▶ Your assignment
Among the entries below, how many lines include the string "uqlConfig"? Answer with only the number.

(Collected data entries)
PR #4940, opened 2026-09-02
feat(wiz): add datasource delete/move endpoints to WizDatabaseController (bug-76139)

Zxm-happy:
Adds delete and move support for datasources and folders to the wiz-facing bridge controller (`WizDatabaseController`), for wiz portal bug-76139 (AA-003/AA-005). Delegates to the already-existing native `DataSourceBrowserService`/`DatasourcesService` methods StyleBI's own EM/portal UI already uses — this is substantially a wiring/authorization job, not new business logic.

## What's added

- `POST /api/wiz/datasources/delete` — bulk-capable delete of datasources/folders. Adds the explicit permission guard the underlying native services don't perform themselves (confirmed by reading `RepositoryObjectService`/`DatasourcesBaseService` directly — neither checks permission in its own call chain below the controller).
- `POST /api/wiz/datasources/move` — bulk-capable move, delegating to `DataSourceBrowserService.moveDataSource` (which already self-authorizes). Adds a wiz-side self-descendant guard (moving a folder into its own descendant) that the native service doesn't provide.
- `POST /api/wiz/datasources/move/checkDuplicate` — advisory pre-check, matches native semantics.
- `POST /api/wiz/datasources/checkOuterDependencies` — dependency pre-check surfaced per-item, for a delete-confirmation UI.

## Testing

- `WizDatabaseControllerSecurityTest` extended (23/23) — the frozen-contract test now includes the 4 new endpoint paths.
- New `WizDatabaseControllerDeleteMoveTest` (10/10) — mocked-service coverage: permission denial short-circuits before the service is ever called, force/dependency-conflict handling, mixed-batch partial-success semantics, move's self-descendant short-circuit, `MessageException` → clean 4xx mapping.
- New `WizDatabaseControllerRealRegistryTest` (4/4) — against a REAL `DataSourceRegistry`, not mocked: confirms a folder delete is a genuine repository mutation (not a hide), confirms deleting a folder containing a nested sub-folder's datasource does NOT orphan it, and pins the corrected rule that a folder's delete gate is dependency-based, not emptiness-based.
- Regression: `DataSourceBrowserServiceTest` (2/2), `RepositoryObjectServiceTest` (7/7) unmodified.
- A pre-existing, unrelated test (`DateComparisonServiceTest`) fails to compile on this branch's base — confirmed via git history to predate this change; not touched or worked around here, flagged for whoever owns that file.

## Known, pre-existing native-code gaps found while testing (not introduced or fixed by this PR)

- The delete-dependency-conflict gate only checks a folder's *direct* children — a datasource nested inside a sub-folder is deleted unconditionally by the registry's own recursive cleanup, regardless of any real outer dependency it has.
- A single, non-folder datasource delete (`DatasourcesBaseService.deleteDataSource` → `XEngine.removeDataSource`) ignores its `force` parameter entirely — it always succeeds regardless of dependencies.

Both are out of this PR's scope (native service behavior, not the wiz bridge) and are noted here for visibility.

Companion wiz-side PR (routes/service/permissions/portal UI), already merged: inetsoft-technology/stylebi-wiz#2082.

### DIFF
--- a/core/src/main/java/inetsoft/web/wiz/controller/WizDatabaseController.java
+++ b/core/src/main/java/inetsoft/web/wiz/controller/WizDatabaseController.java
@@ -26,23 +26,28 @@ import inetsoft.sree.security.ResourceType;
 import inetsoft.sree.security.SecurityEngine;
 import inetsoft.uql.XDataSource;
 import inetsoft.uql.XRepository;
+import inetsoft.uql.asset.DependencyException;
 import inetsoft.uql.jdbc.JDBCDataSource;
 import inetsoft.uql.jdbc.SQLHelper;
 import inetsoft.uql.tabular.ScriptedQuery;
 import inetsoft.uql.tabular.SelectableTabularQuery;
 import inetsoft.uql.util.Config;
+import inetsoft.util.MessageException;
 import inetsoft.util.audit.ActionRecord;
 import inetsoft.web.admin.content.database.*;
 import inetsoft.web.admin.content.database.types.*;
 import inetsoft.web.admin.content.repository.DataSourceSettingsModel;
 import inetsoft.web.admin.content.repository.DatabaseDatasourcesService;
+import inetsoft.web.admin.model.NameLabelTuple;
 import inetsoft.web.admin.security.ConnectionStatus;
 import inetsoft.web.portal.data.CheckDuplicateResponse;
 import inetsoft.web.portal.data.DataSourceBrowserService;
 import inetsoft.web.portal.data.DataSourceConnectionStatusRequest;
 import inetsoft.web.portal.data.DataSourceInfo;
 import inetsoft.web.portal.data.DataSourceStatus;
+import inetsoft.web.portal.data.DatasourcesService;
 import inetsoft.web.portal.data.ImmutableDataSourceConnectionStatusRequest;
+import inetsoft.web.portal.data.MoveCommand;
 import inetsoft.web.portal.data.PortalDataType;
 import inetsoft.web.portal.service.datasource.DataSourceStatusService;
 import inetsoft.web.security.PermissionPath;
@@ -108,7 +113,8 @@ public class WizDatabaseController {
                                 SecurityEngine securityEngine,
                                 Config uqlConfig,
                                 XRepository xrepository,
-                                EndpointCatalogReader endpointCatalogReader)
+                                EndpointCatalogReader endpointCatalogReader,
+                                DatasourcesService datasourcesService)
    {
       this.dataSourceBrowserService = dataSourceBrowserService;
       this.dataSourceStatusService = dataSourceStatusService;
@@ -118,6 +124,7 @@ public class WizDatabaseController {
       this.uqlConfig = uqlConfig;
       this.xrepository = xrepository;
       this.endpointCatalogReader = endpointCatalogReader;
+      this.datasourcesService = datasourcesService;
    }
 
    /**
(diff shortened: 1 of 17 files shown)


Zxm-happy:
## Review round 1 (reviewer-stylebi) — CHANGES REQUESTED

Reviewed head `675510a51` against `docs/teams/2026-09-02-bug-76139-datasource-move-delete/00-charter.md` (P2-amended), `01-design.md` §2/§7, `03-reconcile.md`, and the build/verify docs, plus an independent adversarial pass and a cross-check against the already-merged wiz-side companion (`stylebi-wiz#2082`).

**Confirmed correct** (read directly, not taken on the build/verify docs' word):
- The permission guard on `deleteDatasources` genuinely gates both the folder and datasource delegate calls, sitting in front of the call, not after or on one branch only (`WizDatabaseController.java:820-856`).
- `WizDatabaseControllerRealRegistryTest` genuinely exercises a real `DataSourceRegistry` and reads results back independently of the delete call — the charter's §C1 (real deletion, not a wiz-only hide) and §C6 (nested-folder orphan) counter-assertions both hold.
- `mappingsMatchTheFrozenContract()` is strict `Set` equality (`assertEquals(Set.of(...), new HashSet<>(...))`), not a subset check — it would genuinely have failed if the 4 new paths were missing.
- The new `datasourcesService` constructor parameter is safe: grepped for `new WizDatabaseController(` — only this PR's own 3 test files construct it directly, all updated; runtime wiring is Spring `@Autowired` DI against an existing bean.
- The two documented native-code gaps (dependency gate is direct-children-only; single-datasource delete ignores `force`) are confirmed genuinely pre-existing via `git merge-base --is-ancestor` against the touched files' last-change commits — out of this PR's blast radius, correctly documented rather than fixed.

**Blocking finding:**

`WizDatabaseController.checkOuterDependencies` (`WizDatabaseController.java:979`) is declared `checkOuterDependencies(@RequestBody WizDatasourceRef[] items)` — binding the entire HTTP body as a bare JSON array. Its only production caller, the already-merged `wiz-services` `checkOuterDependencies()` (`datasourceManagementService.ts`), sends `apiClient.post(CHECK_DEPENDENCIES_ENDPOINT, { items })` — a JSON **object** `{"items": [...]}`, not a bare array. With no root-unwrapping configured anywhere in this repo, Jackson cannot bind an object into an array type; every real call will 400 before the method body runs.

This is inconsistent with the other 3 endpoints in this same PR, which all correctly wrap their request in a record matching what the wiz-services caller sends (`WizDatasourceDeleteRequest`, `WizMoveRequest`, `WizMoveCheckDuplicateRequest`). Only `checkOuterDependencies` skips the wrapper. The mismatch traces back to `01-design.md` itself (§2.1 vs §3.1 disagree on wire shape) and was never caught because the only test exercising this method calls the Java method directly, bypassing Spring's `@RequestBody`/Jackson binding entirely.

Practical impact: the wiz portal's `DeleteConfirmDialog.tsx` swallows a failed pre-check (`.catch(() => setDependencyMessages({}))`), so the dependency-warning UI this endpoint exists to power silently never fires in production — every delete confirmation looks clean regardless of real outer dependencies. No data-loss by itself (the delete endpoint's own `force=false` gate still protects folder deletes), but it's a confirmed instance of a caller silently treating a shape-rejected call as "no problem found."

▶ Answer to this exercise
2